In Zeroless, we fixed that, so you don't need to check the documentation every time you want to instantiate a socket, instead just have a decent code complete support, and you are done. For instance, compare how you would instantiate a publisher socket with Zeroless:

pub = Server(port=12345).pub(topic=b'')

Connections awareness

One of the questions you may ask is to whom your clients are connected to. And for that, PyZMQ cannot help you. Unless you manage that list of connections by yourself, you wouldn't be able to get it afterwards. Therefore, in Zeroless, we provide an addresses property, so that you can retrieve all your IP and port pairs as a list of tuples. But that is only for clients of course, as there is no way to know which sockets are connected to your server without building some sort of infrastructure for that yourself.

Subscribe should not be tricky

In terms of interface, the subscribe case is particularly problematic in PyZMQ. One must use the not so intuitive setsockopt() method, in order to define the topics it subscribes to. Like in the following snippet:

socket = context.socket(zmq.SUB)
socket.setsockopt(zmq.SUBSCRIBE, b"") # Subscribe to all topics

I believe most new ZeroMQ's user get this wrong at first, as they suppose no topic means you are subscribed to all topics, and keep asking himself/herself why that damn subscriber socket does not receive your published messages.

In Zeroless, we fixed that, so that you don't have to instantiate your socket and set something as essential as a topic, in the subscribe case, via some kind of “obscure” method. Just compare how you would instantiate a subscriber socket with Zeroless:

listen_for_pub = client.sub(topics=[b''])

Generators and high-order functions as first class citizens

PyZMQ sockets tend to use send() and recv() methods for the message exchange part. However, it always felt wrong to me to do stuff like:

while True:
    data = socket.recv()
    # do something with data

That is, if Python has built-in support for iterables, or generators if you prefer, why don't we just do something like:

listen_for_push = Server(port=12345).pull()

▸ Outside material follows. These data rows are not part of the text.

PR #2359, opened 2022-03-21
Implement asynchronous support in ODataJsonLightBatchReader

gathogojr:
### Issues

### Description

Implement asynchronous support in **`ODataJsonLightBatchReader`**.

- [x] *Test cases added*

### Additional work necessary

### DIFF
--- a/src/Microsoft.OData.Core/Batch/ODataBatchReader.cs
+++ b/src/Microsoft.OData.Core/Batch/ODataBatchReader.cs
@@ -4,15 +4,19 @@
 // </copyright>
 //---------------------------------------------------------------------
 
-using System;
-using System.Collections.Generic;
-using System.Diagnostics;
-using System.Diagnostics.CodeAnalysis;
-using System.IO;
-using System.Threading.Tasks;
-
 namespace Microsoft.OData
 {
+    #region Namespaces
+
+    using System;
+    using System.Collections.Generic;
+    using System.Diagnostics;
+    using System.Diagnostics.CodeAnalysis;
+    using System.IO;
+    using System.Threading.Tasks;
+
+    #endregion Namespaces
+
     /// <summary>
     /// Abstract class for reading OData batch messages; also verifies the proper sequence of read calls on the reader.
     /// </summary>
@@ -135,7 +139,7 @@ namespace Microsoft.OData
         public bool Read()
         {
             this.VerifyCanRead(true);
-            return this.InterceptException((Func<bool>)this.ReadSynchronously);
+            return this.InterceptException((thisParam) => thisParam.ReadSynchronously());
         }
 
         /// <summary>Asynchronously reads the next part from the batch message payload.</summary>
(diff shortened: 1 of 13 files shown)


marabooy (dismissed):

src/Microsoft.OData.Core/Batch/ODataBatchReader.cs
```diff
@@ -374,6 +371,82 @@ protected virtual string GetCurrentGroupIdImplementation()
...
+        }
+
+        /// <summary>
+        /// Asynchronous implementation of the reader logic when in state 'ChangesetStart'.
+        /// </summary>
+        /// <returns>
+        /// A task that represents the asynchronous read operation.
+        /// The value of the TResult parameter contains the batch reader state after the read.
+        /// </returns>
+        protected virtual Task<ODataBatchReaderState> ReadAtChangesetStartImplementationAsync()
```
KenitoInc, line 433: Why are we wrapping a sync operation in an async method?

src/Microsoft.OData.Core/JsonLight/ODataJsonLightBatchBodyContentReaderStream.cs
```diff
@@ -364,5 +452,133 @@ private static void WriteCurrentJsonObject(IJsonReader reader, IJsonWriter jsonW
...
+        private static async Task WriteCurrentJsonObjectAsync(IJsonReaderAsync reader, IJsonWriterAsync jsonWriter)
+        {
+            Stack<JsonNodeType> nodeTypes = new Stack<JsonNodeType>();
+
+            do
+            {
+                switch (reader.NodeType)
+                {
+                    case JsonNodeType.PrimitiveValue:
+                        object primitiveValue;
```
KenitoInc, line 519:
```suggestion
                        object primitiveValue;

```

src/Microsoft.OData.Core/JsonLight/ODataJsonLightBatchPayloadItemPropertiesCache.cs
```diff
@@ -198,7 +241,7 @@ private void ScanJsonProperties()
 
                         case PropertyNameDependsOn:
                             {
-                                IList<string> dependsOnIds = new List<string>();
+                                List<string> dependsOnIds = new List<string>();
```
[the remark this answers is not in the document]
gathogojr: @KenitoInc Because of the investigation previously done by @habbes...
`IList<T>` will use more memory than `List<T>`, because `List<T>` will use `public Enumerator GetEnumerator(){}` which returns an unboxed struct.
Whenever the interface versions of `GetEnumerator()` are called, the struct is boxed and returned as an interface type (`IEnumerator`). This causes an object to be allocated on the heap.
Plus there's actually no real value in using `IList` in the local variable here

Because

src/Microsoft.OData.Core/Microsoft.OData.Core.txt
```diff
@@ -203,6 +203,11 @@ ODataBatchReaderStream_UnexpectedEndOfInput=Encountered an unexpected end of inp
 
 ODataBatchReaderStreamBuffer_BoundaryLineSecurityLimitReached=Too many white spaces after a boundary delimiter and before the terminating line resource set. For security reasons, the total number of characters for a boundary including white spaces must not exceed {0}.
 
+ODataJsonLightBatchPayloadItemPropertiesCache_UnknownPropertyForMessageInBatch=Unknown property name '{0}' for message in batch.
+
```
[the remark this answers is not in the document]
gathogojr: @KenitoInc As far as I know, the _Microsoft.OData.Core.txt_ file is populated **manually** while the _Microsoft.OData.Core.cs_ is generated by running the _Microsoft.OData.Core.tt_ as a custom (TT) tool.
In addition, it does appear to me that we consistently try to leave a line space between error messages used on specific classes. See screen grab below
image

src/Microsoft.OData.Core/Batch/ODataBatchReader.cs
gathogojr: @KenitoInc We're doing this to avoid a breaking change. Several classes inherit from `ODataBatchReader`. Since all those classes at the moment implement the sync API, the async wrapper over the async is a better way than throwing a `NotImplementedException`. Since the async methods are declared as virtual, they are overridden in the derived classes and this stubbed implementation never gets executed

KenitoInc (approved):
LGTM

marabooy (approved):

PR #2363, opened 2022-03-24
Avoid zero-length array allocations

gathogojr:
### Description

This pull request addresses issue with zero-length array allocations

- [ ] *Test cases added*

### Additional work necessary

### DIFF
--- a/src/Microsoft.OData.Core/Json/BufferingJsonReader.cs
+++ b/src/Microsoft.OData.Core/Json/BufferingJsonReader.cs
@@ -201,8 +201,8 @@ namespace Microsoft.OData.Json
                 return streamReader.CreateReadStream();
             }
 
-            Stream result = new MemoryStream(this.Value == null ? new byte[0] :
-                           Convert.FromBase64String((string)this.Value));
+            Stream result = this.Value == null ? Stream.Null :
+                new MemoryStream(Convert.FromBase64String((string)this.Value));
             this.innerReader.Read();
             return result;
         }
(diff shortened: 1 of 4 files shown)


marabooy (approved):

src/Microsoft.OData.Core/Json/BufferingJsonReader.cs
```diff
@@ -338,7 +338,7 @@ public virtual async Task<Stream> CreateReadStreamAsync()
 
             if (value == null)
             {
-                result = new MemoryStream(new byte[0]);
+                result = Stream.Null;
```
ElizabethOkerio, line 341: Is there a difference between using 
``` 
result = null
```
and 

```
result = Stream.Null

```

gathogojr: @ElizabethOkerio Yes. `result = null` is equivalent of `string[] array = null` while `result = Stream.Null` is the equivalent of `string[] array = Array.Empty<string>();`

`Stream.Null` is a stream with no backing store, which is not the same as null.

https://docs.microsoft.com/en-us/dotnet/api/system.io.stream.null?view=net-6.0

gathogojr: We're doing this to avoid unnecessary allocations. When you do `new byte[0]`, an allocation is done. Think of `Stream.Null` as a **reusable** zero-length array that helps avoid repeated zero-length allocations

ElizabethOkerio (approved):

PR #2364, opened 2022-03-25
Implement asynchronous support in ODataRawInputContext

gathogojr:
### Issues

### Description

Implement asynchronous support in **`ODataRawInputContext`**.

- [x] *Test cases added*

### Additional work necessary

### DIFF
--- a/src/Microsoft.OData.Core/ODataAsynchronousReader.cs
+++ b/src/Microsoft.OData.Core/ODataAsynchronousReader.cs
@@ -31,6 +31,8 @@ namespace Microsoft.OData
         /// </summary>
         private readonly IServiceProvider container;
 
+        private byte[] byteBuffer = new byte[1];
+
         /// <summary>
         /// Constructor.
         /// </summary>
@@ -69,7 +71,7 @@ namespace Microsoft.OData
         {
             this.VerifyCanCreateResponseMessage(false);
 
-            return TaskUtils.GetTaskForSynchronousOperation(() => this.CreateResponseMessageImplementation());
+            return this.CreateResponseMessageImplementationAsync();
         }
 
         /// <summary>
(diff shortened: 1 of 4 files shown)


src/Microsoft.OData.Core/ODataAsynchronousReader.cs
```diff
@@ -31,6 +31,8 @@ public sealed class ODataAsynchronousReader
         /// </summary>
         private readonly IServiceProvider container;
 
+        private byte[] byteBuffer = new byte[1];
```
KenitoInc, line 34: Why is the buffer size 1?

KenitoInc (commented):
Fix public api

src/Microsoft.OData.Core/ODataAsynchronousReader.cs
gathogojr: @KenitoInc @ElizabethOkerio When reading the first line plus the headers lines of the raw input payload, we perform the reading one character at a time to ensure their validity
```
HTTP/1.1 200 OK
Content-Type: application/json
OData-Version: 4.0
```
For the synchronous API, we make use of the framework's `ReadByte` method defined in the `Stream` class. For the asynchronous API, we achieve the same using the `ReadAsync` method, reading a single byte at a time. That's what we're using this single-byte array for. We are declaring and initializing it here to avoid unnecessary allocations
```csharp
private async Task<int> ReadByteAsync()
{
    if (await this.rawInputContext.Stream.ReadAsync(byteBuffer, 0, 1).ConfigureAwait(false) != 0)
    {
        return byteBuffer[0];
    }

    return -1;
}
```

gathogojr:
> Fix public api

Undid the change that had caused a change to the public API

src/Microsoft.OData.Core/ODataAsynchronousReader.cs
marabooy: @KenitoInc this is also so that it can be used in closures, not sure if that is correct @gathogojr

gathogojr: I'm using it here https://github.com/OData/odata.net/pull/2364/files#diff-7ed6791834f0962c4865ca7047d3fc29b976468cfcc949afbef91b87f6662613R455

src/Microsoft.OData.Core/ODataRawInputContext.cs
```diff
@@ -251,5 +228,146 @@ private object ReadRawValue(IEdmPrimitiveTypeReference expectedPrimitiveTypeRefe
...
+
+            do
+            {
+                data = new byte[BufferSize];
+                result = await this.stream.ReadAsync(data, 0, data.Length)
+                    .ConfigureAwait(false);
+                numberOfBytesRead += result;
+                byteData.Add(data);
+            }
+            while (result == data.Length);
```
marabooy, line 286: suggestion: Maybe a small improvement would be for seekable streams check `CanSeek` Then read to the stream end as an small optimization for seekable streams.

KenitoInc (dismissed):
LGTM

src/Microsoft.OData.Core/ODataAsynchronousReader.cs
```diff
@@ -302,5 +304,160 @@ private int ReadByte()
...
+        /// Asynchronously reads a byte from the underlying stream.
+        /// </summary>
+        /// <returns>
+        /// A task that represents the asynchronous read operation.
+        /// The value of the TResult parameter contains the byte read from the stream.
+        /// </returns>
+        private async Task<int> ReadByteAsync()
+        {
+            // Stream does not support ReadByteAsync - Improvise
+            if (await this.rawInputContext.Stream.ReadAsync(byteBuffer, 0, 1).ConfigureAwait(false) != 0)
```
habbes, line 455: If we're reading into a byte buffer directly, maybe it would make sense to return the read byte as `byte`. Or this could return a boolean then the caller reads `byteBuffer[0]` if the return was successful. That way we avoid `byte`->`int` or `byte`->`char` comparisons/conversions. But you could verify that improves things before applying the suggestion.

src/Microsoft.OData.Core/ODataRawInputContext.cs
```diff
@@ -115,7 +117,7 @@ internal override object ReadValue(IEdmPrimitiveTypeReference expectedPrimitiveT
         internal override Task<object> ReadValueAsync(IEdmPrimitiveTypeReference expectedPrimitiveTypeReference)
         {
             // Note that the reading is actually synchronous since we buffer the entire input when getting the stream from the message.
-            return TaskUtils.GetTaskForSynchronousOperation(() => this.ReadValueImplementation(expectedPrimitiveTypeReference));
+            return this.ReadValueImplementationAsync(expectedPrimitiveTypeReference);
```
habbes, line 120: If this is actually synchronous, was it necessary to create an async implementation?

src/Microsoft.OData.Core/ODataRawInputContext.cs
```diff
@@ -251,5 +228,146 @@ private object ReadRawValue(IEdmPrimitiveTypeReference expectedPrimitiveTypeRefe
...
+        /// <summary>
+        /// Initializes the <see cref="TextReader"/> class variable.
+        /// </summary>
+        private void InitializeTextReader()
+        {
+            this.textReader = this.Encoding == null ? new StreamReader(this.stream) : new StreamReader(this.stream, this.Encoding);
+        }
+
+        /// <summary>
+        /// Checks whether the value can be read as binary give its expected primitive type.
```
habbes, line 325:
```suggestion
        /// Checks whether the value can be read as binary given its expected primitive type.

```

src/Microsoft.OData.Core/ODataRawInputContext.cs
habbes: Do you know at which point this buffering of the entire input takes place?

src/Microsoft.OData.Core/ODataRawInputContext.cs
habbes: According to one of the comments above, all the data has already been buffered and the reading is probably in memory. If that's the case, it's like to be a seekable stream.

habbes:
Just seen this [HttpParser](https://github.com/dotnet/aspnetcore/blob/main/src/Servers/Kestrel/Core/src/Internal/Http/HttpParser.cs) implementation for Kestrel. Maybe we can leverage it in future, or at least use it as a reference.

src/Microsoft.OData.Core/ODataRawInputContext.cs
gathogojr: @habbes See my comment [here](https://github.com/OData/odata.net/pull/2364/files#r844296036)

gathogojr: @marabooy I implemented your suggestion in both `ReadBinaryValue` and `ReadBinaryValueAsync`

src/Microsoft.OData.Core/ODataAsynchronousReader.cs
```diff
@@ -302,5 +304,160 @@ private int ReadByte()
...
+            {
+                string headerName, headerValue;
+                ValidateHeaderLine(headerLine, out headerName, out headerValue);
+
+                if (headers.ContainsKey(headerName))
+                {
+                    throw new ODataException(Strings.ODataAsyncReader_DuplicateHeaderFound(headerName));
+                }
+
+                headers.Add(headerName, headerValue);
```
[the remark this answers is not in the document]
gathogojr: @habbes `TryAdd` was introduced in .NET Core 2.0 and .NET Standard 2.1. In particular, it does not exist on .NET Framework (any version) and it does exist on .NET 5. It's however supported by `ConcurrentDictionary`.

src/Microsoft.OData.Core/ODataAsynchronousReader.cs
gathogojr: @habbes Our offline discussion about the reasons we do it refers

src/Microsoft.OData.Core/ODataAsynchronousReader.cs
```diff
@@ -302,5 +304,160 @@ private int ReadByte()
...
+        }
+
+        /// <summary>
+        /// Asynchronously reads the headers of an async response.
+        /// </summary>
+        /// <returns>
+        /// A task that represents the asynchronous read operation.
+        /// The value of the TResult parameter contains a dictionary of header names to header values; never null.
+        /// </returns>
+        private async Task<Dictionary<string, string>> ReadHeadersAsync()
```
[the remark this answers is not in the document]
gathogojr: @habbes Our offline discussion about the reasons we do it refers

src/Microsoft.OData.Core/ODataAsynchronousReader.cs
```diff
@@ -302,5 +304,160 @@ private int ReadByte()
...
+
+                    if (ch != '\n')
+                    {
+                        throw new ODataException(Strings.ODataAsyncReader_InvalidNewLineEncountered('\r'));
+                    }
+
+                    return lineBuilder.ToString();
+                }
+
+                lineBuilder.Append((char)ch);
```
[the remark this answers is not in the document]
gathogojr: @habbes Our offline discussion about the reasons we do it refers

src/Microsoft.OData.Core/ODataRawInputContext.cs
gathogojr: @habbes @marabooy Added tests for reading from non-seekable stream

marabooy (approved):

KenitoInc (approved):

for data in listen_for_push:
    # do something with data

Way more idiomatic to read incoming messages that way, right? As for sending them, I also followed a different path.

push = client.push()
push(b"Msg1")

Therefore, in Zeroless, every time you instantiate a message pattern that is supposed to send messages, use it as a function. Otherwise, treat it as a generator.

Multi-part made easy

In PyZMQ, if you want to send a multipart message, you have to use the recv_multipart() and send_multipart() methods. Methods that, instead of a single message, will deal with a list of them. In Zeroless, I favoured consistency for a quicker and easier learning path. Therefore, there is no difference between the single part and the multipart API.

If you want to send a multipart message, just consider that your send function have a printf like interface, and you are set. So, for instance, if you wish to send an id separated from your message body, you could:

push = client.push()
push(b'1', b'OK')

Additionally, if someone sends you a multipart message, your generator will return a tuple with all of its parts. As a result of that, to get the message from the previous example you would need to:

listen_for_push = Server(port=12345).pull()
for id, msg in listen_for_push:
    # do something with id and msg

The future

Although feature parity was never part of my plans, there are still some of PyZMQ's functionalities I would like to provide in Zeroless. Like both poller and devices APIs, for instance. So expect more on the way o/. While that, if you felt compelled to help shape this project, please clone our repository and see our guidelines.